I've not had gender dysphoria since my mid to late teens. Eventually growing up (I'm not going to say going through puberty as there was a lot more to it than that) cured it. I'm extremely glad that no adult around was mad enough to try and transition me, because apart from anything else I now have two adorable children and a wonderful husband. There's no way I'd have understood in my teens just what I was giving up to transition.

I say all this knowing that someone who had persistent dysphoria might say something very different. But that's my experience of it.

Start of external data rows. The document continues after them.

PR #1368, opened 2023-02-28
Add newline for pund-keywords in `IfConfigDeclSyntax`

kimdv:


Tests/SwiftSyntaxBuilderTest/IfConfigDeclSyntaxTests.swift
```diff
@@ -0,0 +1,70 @@
...
+        )
+      },
+      poundEndif: .poundEndifKeyword(leadingTrivia: .newline)
+    )
+
+    AssertBuildResult(
+      buildable,
+      """
+
+      #if DEBUG
```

I was the same. I think many many girls are. To become a man means to become taller and stronger. To become a woman means to grow wobbly and bleed. Girls numbers in sport fall off a cliff when they enter puberty - not because they’re lazy but because of puberty. The emphasis there is changing at least from public competing and team changing-rooms (which many girls grow to hate) to just enjoying running, swimming, keeping fit, the gym and being in the fresh air.

Most girls begin to embrace their bodies when they decide they want children. But before that, so many go through a period of self-loathing.

QueenHippolyta · 03/04/2023 14:35

@ValuePartnership "It seems to me that even if you think you are a man, you have no idea what being a man is like unless you are one. Hence nobody ever says. Anyone able to help with ideas?"

OP in my lesbian group about 10 years ago there was one woman wanted to transition to a man. She spoke about it constantly.She was the most ghastly caricature of male stereotypes; a real male chauvinist pig. Ugh!
I had a very macho father (big game hunter) and he respected and valued women.

Interestingly the rest of the butch Lesbians were total marshmallows; they may look masculine but were very sweet: all woman.